Two things stand out - one, inserting single quotes around ‘OK’ increases perplexity, and the phrasing Respond OK if no changes are needed is better than If there is no reason to update the database respond with OK.

However, just minimizing perplexity didn’t seriously change the quality of identified gaps.

Digging deeper with single examples revealed that the model has a hard time making a decision whether to make a function call or not depending on the criteria we specify, instead of placing this burden on the model, I simply put a boolean flag in the function spec to specify whether or not to add a threat. So, there’s no decision to be made whether to emit an insert - and all the reasoning can happen inside the domain of producing a well formed function call.

[[functions]]
  name = "insert"
  description = "Insert new threats in the database"
  parameters = '''
{
  "type": "object",
  "required": [
    "id",
    "name",
    "reason",
    "insert"
  ],
  "properties": {
    "id": {
      "type": "string",
      "description": "The threat ID."
    },
    "name": {
      "type": "string",
      "description": "The name of the threat."
    },
    "reason": {
      "type": "string",
      "description": "Why the threat must be added."
    },
    "insert": {
      "type": "boolean",
      "description": "Whether or not the threat should be inserted."
    }
  }
}
'''

With these changes we net a more expected result given 559 CAPEC entries and 103 existing rules; 142 issues are flagged as covered and 416 are flagged as gaps. If you’re inclined and have the credit to spare you can compare chain-of-thought followed by an insert with this strategy head to head - let me know what results you get.

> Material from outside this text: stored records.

PR #731, opened 2024-05-07
Stopped passing the server project over to remote_control

scohen:
RemoteControl has a global project object that's been augmented with extra information, but sometimes we pass server's project over to remote control. The server doesn't have this extra information, and in cases of compilation, it can cause spurious failures, like not being able to find a project's `.formatter.exs`

Fixes #727

### DIFF
--- a/apps/remote_control/lib/lexical/remote_control/api.ex
+++ b/apps/remote_control/lib/lexical/remote_control/api.ex
@@ -34,7 +34,7 @@ defmodule Lexical.RemoteControl.Api do
   end
 
   def format(%Project{} = project, %Document{} = document) do
-    RemoteControl.call(project, CodeMod.Format, :edits, [project, document])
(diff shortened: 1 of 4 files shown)


scohen:
@soundmonster this is a much simpler change that should also fix your issue.

soundmonster (approved):
Having a single source of truth for the project config makes a lot of sense 👍 I can confirm that it fixes the formatter issue I've been having. Thank you!

zachallaun (approved):
This looks good to me. 

Something that comes to mind that would be a little more verbose in places but would ensure that the correct project is always used in remote control: `RemoteControl.call(project, m, :f, [...])` could always pass the project as the first argument, so the actual call would end up being `m.f(RemoteControl.get_project(), ...)`. Some functions would have to ignore this argument, but it would be a stronger guarantee that functionality added in the future uses the right thing.

PR #734, opened 2024-05-09
Increased type detail

scohen:
Switched from a single atom to a tuple for types, which will be easier to generically match on and will allow us to provide richer type information for some follow up PRs.

Note, this will require a reindex of source code


scohen:
@scottming, @zachallaun ping!

scottming (approved):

Threat condition statements

As suggested in Step 2: Generate PyTM rules from each gap the creation of fully-formed rules in one step is probably too complicated to do in one pass - as we can see in some examples of resulting ‘condition’ statements;

After fooling around (a key step) with single examples in the OpenAI playground, what becomes clear is that we need to split the task so that our first pass has the model reason about which properties / constraints to reason over, and our second actually generates the formed rule.

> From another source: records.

PR #736, opened 2024-05-13
Proxy for expensive API requests

scohen:
When doing complicated refactors, the language server will often spam remote_control with a ton of operations when the refactor is going on. These operations will slow down both the editor and remote_control so that it's not particularly usable. In order to mitigate this, certain operations, like project compilation, can be buffered and completed when the refactor has completed.

This PR implements a proxy module that buffers these complicated operations, and monitors the calling process. When that process exits, the buffered operations are emitted in remote_control, allowing them to complete without disrupting the refactor.


apps/remote_control/lib/lexical/remote_control/api/proxy/records.ex
```diff
@@ -0,0 +1,19 @@
+defmodule Lexical.RemoteControl.Api.Proxy.Records do
+  import Record
+
+  defrecord :message, body: nil
+  defrecord :mfa, module: nil, function: nil, arguments: []
```
zachallaun, line 5: After spending some time looking through `Proxy` and `Proxy.State`, I'm thinking that `mfa` is the wrong kind of record. `mfa` is this super generic thing that doesn't (in my opinion) enforce what we want, which is that the mfas should only ever contain certain calls that we're specifically equipped to handle. (The implementation of `collapse_commands` in the proxy state, for instance, just drops commands it doesn't expect.)

I think it would be more clear and actually simplify some code if we had records for each command we're expecting to proxy.

```elixir
defrecord :schedule_compile, [:project, :force?]
defrecord :compile_document, [:project, :document]
defrecord :reindex
defrecord :reindex_running?
defrecord :format, [:document]
```

Maybe the name of this module becomes `Command` instead of `Records` as well and then has a `run/1` that can run each kind of thing:

```elixir
def run(message(body: body)) do
  RemoteControl.Dispatch.broadcast(body)
end

def run(schedule_compile(project: project, force?: force?)) do
  RemoteControl.Build.schedule_compile(project, force?)
end

...
```

Then the `apply` call in `Proxy` is just replaced by `Command.run/1` and becomes:

```elixir
state
|> State.flush()
|> Enum.each(&Command.run/1)
```

zachallaun (changes requested):

apps/remote_control/lib/lexical/remote_control/api/local.ex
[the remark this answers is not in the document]
scohen: Same here, I struggled mightily here. One thought was to put all of this directly into `RemoteControl`, but I also didn't like that, since it didn't have a clean separation.

Suggestions welcome.

apps/remote_control/lib/lexical/remote_control/api/proxy.ex
```diff
@@ -0,0 +1,180 @@
...
+  end
+
+  # proxied functions
+
+  def broadcast(percent_progress() = message) do
+    RemoteControl.Dispatch.broadcast(message)
+  end
+
+  def broadcast(message) do
+    message = message(body: message)
```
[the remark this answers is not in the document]
scohen: ehh, that's not equivalent. I'm creating a message here, not matching on one.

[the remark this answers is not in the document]
zachallaun: My fault, misread it.

apps/remote_control/lib/lexical/remote_control/api/proxy/state.ex
```diff
@@ -0,0 +1,153 @@
...
+  alias Lexical.Identifier
+  alias Lexical.RemoteControl.Api
+  alias Lexical.RemoteControl.Build
+  alias Lexical.RemoteControl.Commands
+
+  import Api.Messages
+  import Api.Proxy.Records
+  import Record
+
+  defrecord :buffered, id: nil, message: nil, type: nil
```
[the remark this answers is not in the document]
zachallaun: It seems like explicit sorting shouldn't be necessary. Records are coming into the proxy in a certain order and then are added to the buffer in that order, so we know that `state.buffer` will always be a list of reverse-chronological records. It seems like that ordering (or the reverse of that) could be retained when commands are being collapsed.

apps/remote_control/lib/lexical/remote_control/api/proxy/state.ex
```diff
@@ -0,0 +1,153 @@
...
+    |> Enum.concat(collapse_messages(messages, project_compile, document_compiles))
+    |> Enum.filter(&match?(buffered(), &1))
+    |> Enum.sort_by(fn
+      buffered(message: mfa(module: Commands.Reindex)) ->
+        # atoms are always greater than integers, so this will go last
+        :reindex
+
+      buffered(id: id) ->
+        id
+    end)
```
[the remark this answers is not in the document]
scohen: we split apart the messages and the commands earlier so we can dedupe the messages, the overall ordering will get lost.

apps/remote_control/lib/lexical/remote_control/api/proxy/records.ex
scohen: the mfa is a deeply internal API to proxy and Proxy.State, how will this abstraction leak out through the public APIs ? 

One of the issues you flagged earlier was that there were too many records. What is the advantage of making what are effectively mfa records with a 1:1 correspondence to functions elsewhere?

scohen: so, i think that this suggestion will have a knock-on effect in `Proxy.State` that will make it more complicated. Rather than checking for `mfa()` records inside of flush() we'll now need to check for each of the command records. Correct?

scohen:
@zachallaun can you please respond to the comments?

apps/remote_control/test/support/lexical/test/mfa_support.ex
zachallaun, line 1: Doesn't look like this is being used?

zachallaun (approved):
I made one other comment about a `Lexical.Test.MfaSupport`, which I don't think is being used. Otherwise looks good.

apps/remote_control/lib/lexical/remote_control/api/proxy/state.ex
```diff
@@ -0,0 +1,146 @@
...
+      reindex: reindex
+    } = grouped
+
+    project_compile =
+      Enum.reduce(project_compiles, nil, fn
+        mfa(arguments: [_, true]) = mfa, _ ->
+          mfa
+
+        mfa(arguments: [true]) = mfa, _ ->
+          mfa
```
zachallaun, line 87: Looking at `Build.schedule_compile/2`, the signature is `schedule_compile(project, force? \\ false)`, so I think this case shouldn't ever be hit?

scohen: so that's actually two MFAs, and I think both need to be accounted for, no?

scottming:
To summarize my exploration today, I found that removing `Build.with_lock` indeed avoids the deadlock issue. However, occasionally the formatter fails to recognize .formatter.exs. I'm not sure if it's because my [commit](https://github.com/lexical-lsp/lexical/compare/api-proxy...api-proxy-sc?expand=1) is missing something.

scottming:
Additionally, I tried integrating this PR with the Rename module branch, and I found that the renaming can be completed instantly. However, we can't avoid a series of `mix compile` commands queuing up, which puts a heavy load on the CPU. The current Rename PR does not compile even once before the renaming is completed.

@scohen I hope you can take a look at this [commit](https://github.com/lexical-lsp/lexical/commit/66591aa69aa2a2b212325e936fb2eea8f601dea4) when you have time; maybe I'm using the API.Proxy method incorrectly.

scohen:
@scottming removing the locks is the likely cause for the queueing you’re seeing. That’s not the correct path forward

With this separation we get more elaborate conditional statements that are closer to what we need in a final rule;

This much improved version is also available as an example in the ThoughLoom repository.

Impact

This is the first public example that shows how to use LLMs to identify gaps and generate AppSec tool rules. While this example focused on PyTM rulesets against CAPEC, it could have been CIS benchmarks, or some other technology focused risk inventory. Just as easily as we can swap the inputs, we can swap the targets - instead of PyTM we could do Semgrep rules. Perhaps you can imagine a trending topic on twitter kicking off this process? While these generated rules get a specialist engineer off ‘blank-page’ - they still aren’t ready to pipe directly into production. I expect that these techniques will first feed into ticket backlogs, be further enhanced with more LLM tool subdivision, each step enhanced with ensemble ranking, and each stage surrounded by robust testing harnesses and feedback mechanisms.

Working from here for open source or closed source projects means adopting this approach and building your own pipeline to help limited security engineers focus on producing value that scales to the world’s software. I hope those who read and learn from this article are inspired to do that work in the commons so that we can all benefit from those innovations.

Innovation distinguishes between a leader and a follower.

Not only is it theoretically possible to employ LLMs in a critical workflow that the safety of the world’s software relies on - the practical approach to doing so using readily available technology has been thoroughly demonstrated and documented in this article.